── WORKING DATA

PR #401, opened 2021-01-24
Added GBTD GBR0 ksy format

ZetaTwo:
As per: https://github.com/ZetaTwo/gameboy-project/issues/1 I'm making this PR.
It is a very niche file format but it is a fully working KSY implementation of it so at minimum it can serve as an example.

PR #402, opened 2021-01-24
Added GBMB GBR1 (broken) ksy format

ZetaTwo:
As per: https://github.com/ZetaTwo/gameboy-project/issues/1 I am opening this PR.
However, this KSY does not actually properly parse the file format since I have not found a good way to implement it.
The problem is described in: https://github.com/kaitai-io/kaitai_struct/issues/172

The problem is as follows. The file format consists of a sequence of "Objects". Each such object has (among other things) a Type, an ObjectID and a MasterID. If the MasterID is 0, it is a regular object, otherwise it is a "Sub-object" referencing its parent. In particular, there are two type: Map (type=2) and Map Tile Data (type=3) where the Map has two attributes: width and height and the size of the Map Tile Data object is determined by looking up its master object and repeating a record "width*height" times.

Basically, it would be required to write something like:
```
object_map_tile_data:
    seq:
      - id: master_id
        type: u2
      - id: data
        type: object_map_tile_data_record
        repeat: expr
        #repeat-expr: master.tile_count
        repeat-expr: 0
    instances:
      master:
        value: find_master(master_id)
```

How would you suggest I approach this with Kaitai currently?

### DIFF
--- a/game/gbtd_gbr1.ksy
+++ b/game/gbtd_gbr1.ksy
@@ -1,0 +1,156 @@
+meta:
+  id: gbr1
+  endian: le
+  encoding: ascii
+  title: GBM file
+  license: MIT
+  application: Gameboy Map Builder, GBMB
+  file-extension:
+    - gbm
+  tags:
+    - game
+
+doc: |
+  GBR1 files are used by Gameboy Map Builder, GBMB
+  to store maps created with the program.
+doc-ref: http://www.devrs.com/gb/hmgd/gbmb.html
+
+seq:
+  - id: magic
+    contents: [0x47, 0x42, 0x4F, 0x31] #GBO1
+  - id: objects
+    type: gbr1_object
+    repeat: eos
+
+types:
+  gbr1_object:
+    seq:
+      - id: marker
+        contents: [0x48, 0x50, 0x4a, 0x4d, 0x54, 0x4c] # HPJMTL
+      - id: object_type
+        type: u2
+      - id: object_id
+        type: u2
+      - id: master_id
+        type: u2
+      - id: crc
+        type: u4
+      - id: object_length
+        type: u4
+      - id: body
+        size: object_length
+        type:
+          switch-on: object_type
+          cases:
+            0x0001: object_producer
+            0x0002: object_map
+            0x0003: object_map_tile_data
+            0x0004: object_map_properties
+            0x0005: object_map_property_data
+            0x0006: object_map_default_property_value
+            0x0007: object_map_settings
+            0x0008: object_map_property_colors
+            0x0009: object_map_export_settings
+            0x000A: object_map_export_properties
+            0xFFFF: object_deleted
+    
+  object_producer:
+    seq:
+      - id: name
+        type: strz
+        size: 128
+      - id: version
+        type: strz
+        size: 10
+      - id: info
+        type: strz
+        size: 128
+
+  object_map:
+    seq:
+      - id: name
+        type: strz
+        size: 128
+      - id: width
+        type: u4
+      - id: height
+        type: u4
+      - id: prop_count
+        type: u4
+      - id: tile_file
+        type: strz
+        size: 256
+      - id: tile_count
+        type: u4
+      - id: prop_color_count
+        type: u4
+
+  object_map_tile_data:
+    seq:
+      - id: master_id
+        type: u2
+      - id: data
+        type: object_map_tile_data_record
+        repeat: expr
+        #repeat-expr: master.tile_count
+        repeat-expr: 0
+    instances:
+      master:
+      #  value: find_master(master_id) # <--- Doesn't work (https://github.com/kaitai-io/kaitai_struct/issues/172)
+        value: 0
+         
+
+  object_map_tile_data_record:
+    seq:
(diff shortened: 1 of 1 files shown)


game/gbtd_gbr1.ksy
```diff
@@ -0,0 +1,156 @@
...
+    seq:
+      - id: master_id
+        type: u2
+      - id: data
+        type: object_map_tile_data_record
+        repeat: expr
+        #repeat-expr: master.tile_count
+        repeat-expr: 0
+    instances:
+      master:
```
KOLANICH, line 98:
```yaml
-affected-by: 172
```

KOLANICH (commented):
The same issues as in #401 are also present here.

ZetaTwo:
Updated PR based on comments in #401

game/gbtd_gbr1.ksy
```diff
@@ -0,0 +1,171 @@
...
+    contents: GBO1
+  - id: objects
+    type: gbr1_object
+    repeat: eos
+
+types:
+  gbr1_object:
+    seq:
+      - id: marker
+        contents: [0x48, 0x50, 0x4a, 0x4d, 0x54, 0x4c] # HPJMTL
```
KOLANICH, line 29: `contents: HPJMTL`

ZetaTwo: Fixed

ZetaTwo:
Updated PR based on your comments.

game/gbtd_gbr1.ksy
```diff
@@ -69,103 +69,104 @@ types:
...
+          - id: master_id
+            type: u2
+          - id: data
+            type: map_tile_data_record
+            repeat: expr
+            #repeat-expr: master.tile_count
+            repeat-expr: 0
+        instances:
+          master:
+          #  value: find_master(master_id) # <--- Doesn't work (https://github.com/kaitai-io/kaitai_struct/issues/172)
```
KOLANICH, line 115: `-affected-by: 172`

ZetaTwo:
Made an implementation using opaque types in the meanwhile. It's not fantastic but it works.

game/gbtd_gbr1.ksy
```diff
@@ -4,6 +4,7 @@ meta:
   encoding: ascii
   title: GBM file
   license: MIT
+  ks-opaque-types: true
```
KOLANICH, line 7: It'd be nice to insert a link to `lookup_object` source code.

game/gbtd_gbr1.ksy
```diff
@@ -0,0 +1,297 @@
...
+              - id: reserved1
+                type: b3
+              - id: sgb_palette
+                type: b3
+              - id: reserved2
+                type: b1
+              - id: gbc_palette
+                type: b5
+              - id: tile_number
+                type: b10
```
generalmimon, line 120: Does this format really use **little-endian** byte-sized integers and [**big-endian** bit-sized integers](https://doc.kaitai.io/user_guide.html#bit-ints-be)? That would be something quite rare and uncommon. The ["bit endianness"](https://doc.kaitai.io/user_guide.html#bit-endian) is usually the same as byte endianness in the entire format. That's because the bitfields are mostly designed to be packed into a byte-aligned integer, which is first parsed in the same endianness as other byte-aligned integers use, and then the value of such integer is unpacked into the individual bit field members (bit-sized integers) using bitwise AND `&` and SHR `>>` operations.

And reading multi-byte integers in a non-native endianness is mostly less efficient than in the native endianness (since [byte swapping](https://en.wikipedia.org/wiki/Endianness#Byte_swapping) has to be done), so that's something file format authors keep in mind and try to avoid that. Therefore mixing BE and LE integers in the same format does not make sense.

KOLANICH: I think it was a big mistake to introduce byte-swapping for it instead of relying on a bit ranges remaper.

game/gbtd_gbr1.ksy
ZetaTwo: Added link to my implementation in the doc attribute.

game/gbtd_gbr1.ksy
ZetaTwo: I'm not sure I completely follow here but the current implementation does produce the correct result. Running this test script: https://github.com/ZetaTwo/gameboy-project/blob/master/gbm-parser/tester.py with the test file in that repo gives the correct tile_number values:

```
...

Type: Type.map_tile_data, ID: 2
Size: 429
MapTileData
	Num records: 143
	MapTileData[0].tile_number = 0
	MapTileData[1].tile_number = 1
	MapTileData[2].tile_number = 2
	MapTileData[3].tile_number = 3
	MapTileData[4].tile_number = 4
	...
```

If they were the wrong endianness I would expect it to be something like: "0, 512, 256, 768, ...", right?

ZetaTwo:
Addressed both comments.

ZetaTwo:
Can this be merged?

KOLANICH:
Have you used the wrong order of arguments of `git rebase` command?

ZetaTwo:
I did something wrong indeed but I believe I hade sorted it out now.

────

▸ WORK TO BE COMPLETED: Show all lines from the records above where the word "byte" occurs.

▸ COMPLETED TASK:
generalmimon, line 120: Does this format really use **little-endian** byte-sized integers and [**big-endian** bit-sized integers](https://doc.kaitai.io/user_guide.html#bit-ints-be)? That would be something quite rare and uncommon. The ["bit endianness"](https://doc.kaitai.io/user_guide.html#bit-endian) is usually the same as byte endianness in the entire format. That's because the bitfields are mostly designed to be packed into a byte-aligned integer, which is first parsed in the same endianness as other byte-aligned integers use, and then the value of such integer is unpacked into the individual bit field members (bit-sized integers) using bitwise AND `&` and SHR `>>` operations.
And reading multi-byte integers in a non-native endianness is mostly less efficient than in the native endianness (since [byte swapping](https://en.wikipedia.org/wiki/Endianness#Byte_swapping) has to be done), so that's something file format authors keep in mind and try to avoid that. Therefore mixing BE and LE integers in the same format does not make sense.
KOLANICH: I think it was a big mistake to introduce byte-swapping for it instead of relying on a bit ranges remaper.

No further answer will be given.